TASK OBJECTIVE:
Copy out each line of the data below in which "Cosigners" appears.

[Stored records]
● ● ● ● ●

PR #239, opened 2026-05-23
Catch demo's plants-04 mode up to GitHub

davidben:
I think this is everything? Only thing that's missing is we should write out the CA too. I made the changes in separate commits, so recommend looking at commits individually.


demo/main.go
```diff
@@ -250,12 +253,12 @@ func do() error {
...
 	}
 	var signedNote bytes.Buffer
-	fmt.Fprintf(&signedNote, "%s\n", tlogOrigin(config.LogID))
+	fmt.Fprintf(&signedNote, "%s\n", tlogOrigin(LogID(&config)))
 	fmt.Fprintf(&signedNote, "%d\n", len(entries))
 	fmt.Fprintf(&signedNote, "%s\n\n", base64.StdEncoding.EncodeToString(checkpointHash[:]))
 	for i := range config.Cosigners {
 		cosigner := &config.Cosigners[i]
-		cosig, err := Cosign(cosigner, config.LogID, 0, len(entries), &checkpointHash)
+		cosig, err := Cosign(config.Version, cosigner, config.ID, 0, len(entries), &checkpointHash)
```
lukevalenta: Should be log ID, not CA ID here (matches https://github.com/ietf-plants-wg/merkle-tree-certs/pull/239/changes#diff-675ee652d306e2f15db1b2424699d9c0de5ae55b9a86d3c954c349ab8748580fR326):
```suggestion
		cosig, err := Cosign(config.Version, cosigner, LogID(&config), 0, len(entries), &checkpointHash)
```

demo/main.go
```diff
@@ -77,7 +73,14 @@ func do() error {
 	}
 
 	// Entries in the issuance log.
-	entries := [][]byte{MarshalNullEntry(config.Version)}
+	var entries [][]byte
+	if config.Version < VersionPlants04 {
+		// Prior to plants-04, the log began with a null entry.
+		entries = append(entries, MarshalNullEntry(config.Version))
+	} else if config.LogNumber == 0 {
+		// Starting plants-04, non-zero serials come from the log number.
```
lukevalenta, line 97: Ah I hadn't realized that log numbers removed the need for the initial entry. Nice. Currently the spec doesn't give any reason for `null_entry` to exist. No harm in keeping it, but maybe we could list some potential uses for it.

davidben:
Updated to also output a CA certificate, which I think does the last of it?

demo/main.go
davidben: Ah yeah. Filed https://github.com/ietf-plants-wg/merkle-tree-certs/issues/241

lukevalenta (approved):

PR #244, opened 2026-05-29
Take another pass at describing subtrees

davidben:
Punt all unused properties into the explanations section (full vs partial, directly contained), and add a section explaining what the numerical property is about.

We still mention full/partial in the explanation section, just because the subtree consistency proof evaluation talks about it. To that end, replace "full tree" with "original tree" when we're talking about the big tree that you used to pull a subtree out.

### DIFF
--- a/draft-ietf-plants-merkle-tree-certs.md
+++ b/draft-ietf-plants-merkle-tree-certs.md
@@ -430,15 +430,13 @@ A *subtree* of this Merkle Tree is itself a Merkle Tree, defined by `MTH(D[start
 *  `0 <= start < end <= n`
 * `start` is a multiple of `BIT_CEIL(end - start)`
 
-Note that, if `start` is zero, the second condition is always true.
+The second condition ensures that `MTH(D[start:end])`, built over `D[start:end]` as an independent list, is sufficiently aligned with the original Merkle Tree to support subtree consistency proofs. See {{subtrees-explain}} for more details. Note that, if `start` is zero, this second condition is always true.
 
-In the context of a single Merkle Tree, the subtree defined by `start` and `end` is denoted by half-open interval `[start, end)`. It contains the entries whose indices are in that half-open interval.
+The *size* of the subtree is `end - start`.
 
-The *size* of the subtree is `end - start`. If the subtree's size is a power of two, it is said to be *full*, otherwise it is said to be *partial*.
+In the context of a single Merkle Tree, this document denotes subtree `MTH(D[start:end])` by half-open interval `[start, end)`. It contains the entries whose indices are in that half-open interval.
 
-If a subtree is full, then it is directly contained in the tree of hash operations in `MTH(D_n)` for `n >= end`.
-
-If a subtree is partial, it is directly contained in `MTH(D_n)` only if `n = end`.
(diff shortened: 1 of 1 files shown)


draft-ietf-plants-merkle-tree-certs.md
```diff
@@ -2048,6 +2054,58 @@ In a tree of the next power of two size, the skipped nodes in this path are wher
...
+    |[1,3)| |[3,5)|              level 1
+    +-----+ +-----+
+      / \     / \
+    +-+ +-+ +-+ +-+
+    |1| |2| |3| |4|              level 0
+    +-+ +-+ +-+ +-+
+~~~
+{: #fig-misaligned-tree title="An example misaligned tree"}
+
+The numerical constraints on `start` and `end` in {{definition-of-a-subtree}} restrict subtrees to avoid this. A Merkle Tree built over `[start, end)` has size `end - start`, and is constructed as if `start` were the first element of the sequence at index zero. To be aligned, `start` must be the leftmost leaf of the lowest common ancestor of `start` and `end` in the original tree:
```
lukevalenta: First edit is just to make it clear what "avoid this" refers to, since there's a diagram between this paragraph and the previous one (but feel free to keep as-is).

Second edit is because `end - 1` is the last leaf node in the tree.

```suggestion
The numerical constraints on `start` and `end` in {{definition-of-a-subtree}} restrict subtrees to ensure that they are properly aligned with the original tree as to permit subtree consistency proofs. A Merkle Tree built over `[start, end)` has size `end - start`, and is constructed as if `start` were the first element of the sequence at index zero. To be aligned, `start` must be the leftmost leaf of the lowest common ancestor of `start` and `end - 1` in the original tree:
```

draft-ietf-plants-merkle-tree-certs.md
```diff
@@ -2048,6 +2054,58 @@ In a tree of the next power of two size, the skipped nodes in this path are wher
...
+
+* Numerically, this means the least significant `BIT_WIDTH(end - start - 1)` bits of `start` must be zero. Equivalently, `start` must be divisible by `BIT_CEIL(end - start)`.
+
+* In the tree, this means subtrees are constructed by taking any node in the tree, setting `start` to the leftmost leaf under the node, and `end` to one past any other leaf under the node.
+
+Though most nodes overlap, not every node of the subtree is necessarily in the larger Merkle Tree, as shown in {{fig-subtree-containment-example-2}}. In general:
+
+* Subtrees whose sizes are a power of two are called *full subtrees*. A full subtree's root node will always be in the original tree.
+
+* Subtree whose sizes are not a power of two are called *partial subtrees*. A partial subtree's root node will be in the original tree of size `n`, if and only if `n = end`. Otherwise, non-leaf nodes along the partial subtree's right edge will not be part of the original tree.
```
```suggestion
* Subtrees whose sizes are not a power of two are called *partial subtrees*. A partial subtree's root node will be in the original tree of size `n`, if and only if `n = end`. Otherwise, non-leaf nodes along the partial subtree's right edge will not be part of the original tree.
```

draft-ietf-plants-merkle-tree-certs.md
```diff
@@ -2048,6 +2054,58 @@ In a tree of the next power of two size, the skipped nodes in this path are wher
...
+
+The difference between full and partial subtrees do not impact their usage, but they can help in understanding the proof constructions below.
```
```suggestion
The difference between full and partial subtrees does not impact their usage, but they can help in understanding the proof constructions below.
```

lukevalenta (approved):
Looks good!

● ● ● ● ●

RESPONSE TO THIS EXERCISE:
 	for i := range config.Cosigners {
 		cosigner := &config.Cosigners[i]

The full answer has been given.